Splinters in the Body

My four-year-old has a superpower. He is the best human I have ever seen at acquiring splinters... I'm not even sure that splinters are something you acquire, like an inheritance, but he manages to do it well. Running his hands along even the smoothest of wood almost inevitably results in a sliver of wood, shoved under his skin, and the tears that come with it.

Thankfully, my husband's superpower is the removal of splinters. He sits patiently, his inconsolable firstborn across his lab, studying the splinter, holding the tweezers, shushing our son as he digs into the seemingly fragile top layers of skin trying to grab the end of the wood. Sometimes it slips deeper into the integument, requiring a needle, a small form of surgery in our living room. But Jeff presses on, determined. Because, as you know, leaving the splinter in and avoiding the immediate pain only causes bigger problems later.

Sometimes relationships within the Body are ripped out of our lives. By the Body, I mean the church. And that ripping? That leaves splinters. Fragments of a strong oak withered down to slivers of wood stuck in the outermost layers of our being, causing infections as we continue to ignore them.
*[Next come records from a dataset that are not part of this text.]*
PR #2230, opened 2025-06-12
Refactor Image(Display, int, int) in Tests (Manual Test)

ShahzaibIbrahim:
Replacing Image(Display, int, int) with Image(Display, ImageGcDrawer, int, int) in Tests. Manual Tests.

### DIFF
--- a/tests/org.eclipse.swt.tests.win32/ManualTests/org/eclipse/swt/tests/win32/snippets/Bug560546_GC_drawString_vs_GC_drawText.java
+++ b/tests/org.eclipse.swt.tests.win32/ManualTests/org/eclipse/swt/tests/win32/snippets/Bug560546_GC_drawString_vs_GC_drawText.java
@@ -13,9 +13,16 @@
  *******************************************************************************/
 package org.eclipse.swt.tests.win32.snippets;
 
-import org.eclipse.swt.*;
-import org.eclipse.swt.graphics.*;
-import org.eclipse.swt.widgets.*;
+import org.eclipse.swt.SWT;
+import org.eclipse.swt.graphics.Font;
+import org.eclipse.swt.graphics.GC;
+import org.eclipse.swt.graphics.Image;
+import org.eclipse.swt.graphics.ImageGcDrawer;
+import org.eclipse.swt.widgets.Button;
+import org.eclipse.swt.widgets.Canvas;
+import org.eclipse.swt.widgets.Display;
+import org.eclipse.swt.widgets.MessageBox;
+import org.eclipse.swt.widgets.Shell;
 
 public class Bug560546_GC_drawString_vs_GC_drawText {
 	static Font fontSegoeUI;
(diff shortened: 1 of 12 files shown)


tests/org.eclipse.swt.tests.win32/ManualTests/org/eclipse/swt/tests/win32/snippets/Bug563475_DarkDisabledTable.java
```diff
@@ -52,14 +52,13 @@ static void setColors(Control control, Color backColor, Color foreColor) {
...
-		gc.setBackground(display.getSystemColor(SWT.COLOR_BLUE));
-		gc.fillRectangle(6, 6, 4, 4);
-		gc.dispose();
+		final ImageGcDrawer imageGcDrawer = (gc, width, height) -> {
+			gc.setBackground(transparentColor);
+			gc.fillRectangle(0, 0, width, height);
+			gc.setBackground(display.getSystemColor(SWT.COLOR_BLUE));
+			gc.fillRectangle(6, 6, 4, 4);
+		};
+		Image image = new Image(display, imageGcDrawer, 16, 16);
```
HeikoKlare, line 61: This is the same change as in https://github.com/eclipse-platform/eclipse.platform.swt/pull/2189. So this is affected by the same issue as reported here:
https://github.com/eclipse-platform/eclipse.platform.swt/pull/2189#pullrequestreview-2909451863

HeikoKlare (changes requested):

tests/org.eclipse.swt.tests.win32/ManualTests/org/eclipse/swt/tests/win32/snippets/Bug563475_DarkDisabledTable.java
ShahzaibIbrahim: With the latest changes, it should work.

tests/org.eclipse.swt.tests.win32/ManualTests/org/eclipse/swt/tests/win32/snippets/Bug560546_GC_drawString_vs_GC_drawText.java
```diff
@@ -73,39 +80,37 @@ void function(GC gc, int x, int y, String string) {
...
+						}
 					}
 				}
 			}
-		}
-
-		gc.dispose();
+			MessageBox messageBox = new MessageBox(shell);
+			messageBox.setMessage(report);
+			messageBox.open();
```
HeikoKlare: I don't think opening a message box should happen inside the drawer (i.e., while instantiating the image data), but it should stay where it was before.

HeikoKlare (commented):
All adaptations are fine and the manual tests still work as before. There is only one change that needs to be revised.

HeikoKlare (approved):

I like to pretend that people come and go and that I am largely unaffected. All I need is Jesus! He is my anchor! I am super Christian!
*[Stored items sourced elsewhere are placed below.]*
PR #2233, opened 2025-06-13
DPI_CHANGED rough performance analysis

amartya4256:
Composite:handleDPIChange
Composite:setSize,:sendResize
layout()
sendBoundsInPixels()
Gridlayout.layout
Image:win32_getHandle() - maybe all resources? (20%)


HeikoKlare:
Several improvements have been implemented, in particular by making the update (more) asynchronous. If we find further things need to follow up on this, we will start with another analysis. So this is initial analysis code is not needed anymore (in particular not as a PR). Thus closing.

PR #2234, opened 2025-06-13
[GTK] Button images should be GtkImage not GtkPicture

akurtakov:
From Gtk documentation "GtkImage displays its image as an icon, with a size that is determined by the application. See GtkPicture if you want to show an image at is actual size."


akurtakov:
Before:
Screenshot From 2025-06-13 17-08-16
After:
Screenshot From 2025-06-13 17-08-36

 But every now and again, I notice another splinter that betrays my seemingly lackadaisical attitude. A resentment. A root of bitterness that I cannot continue to ignore... not for the sake of my own soul. I might make a passive aggressive comment when I hear someone's name. That's the fruit of a splinter.
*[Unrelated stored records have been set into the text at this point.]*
PR #2236, opened 2025-06-15
[macOS] Initialize image data from ImageGcDrawer only at device zoom

HeikoKlare:
An Image based on an ImageGcDrawer currently initializes two image representations for 100% and 200% zoom, so that an appropriate representation for each of the two zoom levels can be retrieved. This, however, leads to issues when creating a GC on an Image created in that way, as only one of the two representations (the one fitting to the current device zoom) will be modified by the GC. If later the representation with the other zoom is used, it will not contain the changes performed by the GC.

One such scenario is starting an application at a monitor with one zoom (used as the device zoom throughout the application lifecycle then) and moving the shell to a monitor with a different zoom. An image will then be modified only for the zoom of the first monitor, thus if using it inside a control, it will yield the unmodified version on the second monitor.

To avoid this issue, this change ensures that an Image based on an ImageGcDrawer is only initialized for the device zoom.

Fixes https://github.com/eclipse-platform/eclipse.platform.ui/issues/3039

### DIFF
--- a/bundles/org.eclipse.swt/Eclipse SWT/cocoa/org/eclipse/swt/graphics/Image.java
+++ b/bundles/org.eclipse.swt/Eclipse SWT/cocoa/org/eclipse/swt/graphics/Image.java
@@ -572,7 +572,7 @@ public Image(Device device, ImageData data) {
 	NSAutoreleasePool pool = null;
 	if (!NSThread.isMainThread()) pool = (NSAutoreleasePool) new NSAutoreleasePool().alloc().init();
 	try {
-		init(data);
+		init(data, 100);
 		init();
 	} finally {
 		if (pool != null) pool.release();
@@ -623,7 +623,7 @@ public Image(Device device, ImageData source, ImageData mask) {
 		ImageData image = new ImageData(source.width, source.height, source.depth, source.palette, source.scanlinePad, source.data);
 		image.maskPad = mask.scanlinePad;
 		image.maskData = mask.data;
-		init(image);
+		init(image, 100);
 	} finally {
 		if (pool != null) pool.release();
 	}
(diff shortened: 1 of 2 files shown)


HeikoKlare:
@akoch-yatta can you please review the fix?

@BeckerWdf may I ask you as a frequent Mac user (if I am not mistaken) to test if this solves https://github.com/eclipse-platform/eclipse.platform.ui/issues/3039?

BeckerWdf:
> @BeckerWdf may I ask you as a frequent Mac user (if I am not mistaken) to test if this solves [eclipse-platform/eclipse.platform.ui#3039](https://github.com/eclipse-platform/eclipse.platform.ui/issues/3039)?

Sure I can try do test this myself. So what are the exact step to reproduce?

HeikoKlare:
Thank you, @BeckerWdf!

> So what are the exact step to reproduce?

Prerequisite: 2 monitors with different zooms (e.g., MacBook with 200% (Retina) display and external monitor at 100%).

Then do the following:
- Start Eclipse
- Open an editor with any file (e.g. a Java file)
- Ensure that you can scroll in the file, i.e., that the file has more lines than can be displayed on one page. You can just add empty lines if the document is too short.
- Move the window to the other monitor.
- Scroll within the editor.

Without the fix you should see that the scrollbar is stuck (it always shows the same initial line numbers like in the video here: https://github.com/eclipse-platform/eclipse.platform.ui/issues/3039#issue-3140781459). With the fix you should see that the scrollbar works properly.

BeckerWdf:
Stupid question: How do I set the zoom to 100 / 200 on macOS?

HeikoKlare:
That's actually a very good question. In my case, I just know that I have 200% on the MacBook screen and 100% on external monitor (it's obvious from sharpness and I once found the according device zoom values in SWT when debugging), but I never tried to identify or change that at the system level.

I would expect that you have a Retina display (200%) on your MacBook anyway. Regarding the external monitor, it looks as if you can "implicitly" set the zoom via the resolution. This is how it looks for me:
image
When I switch to the resolution marked as "HiDPI", 200% zoom is used, otherwise its 100%. But in case you have a high-resolution external monitor, it might be that MacOS does not even provide you the option to use a non-HiDPI-resolution?

BeckerWdf:
Ok i got it.
My external monitor has a native resolution of 3840x2160. In the system preferences 1920x1080 is used (and marked as "default". So this is have the native resolution or 200% zoom.
If i set the used resolution to the native one this then seems to be the 100% resolution. And with this setting I can reproduce the issue. The line numbers scroll correctly on the monitor on which eclipse was started by do not scroll at all on the other monitor.

BeckerWdf:
And the good news is: Your PR fixes the issue.

BeckerWdf (approved):

HeikoKlare:
Thank you for testing it!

I wish I knew the cure. I wish there was some sort of medicine I could take that would instantly change me... an expedited sanctification pill. Until then, I have to do the painful work of removing each individual splinter as I find it... some deeper than others. Recognizing the fruit of ones that have gotten so deep, that I no longer see them for what they are.

Also? I have to continue putting myself into relationships that could eventually leave more splinters. I can't get jaded. I can't fall into the habit of self-preservation, a thickening of my skin. It might protect me from further splinters, but I also miss out on life and joy and community. Friendship. And hopefully, in the future, I can catch the splinters earlier.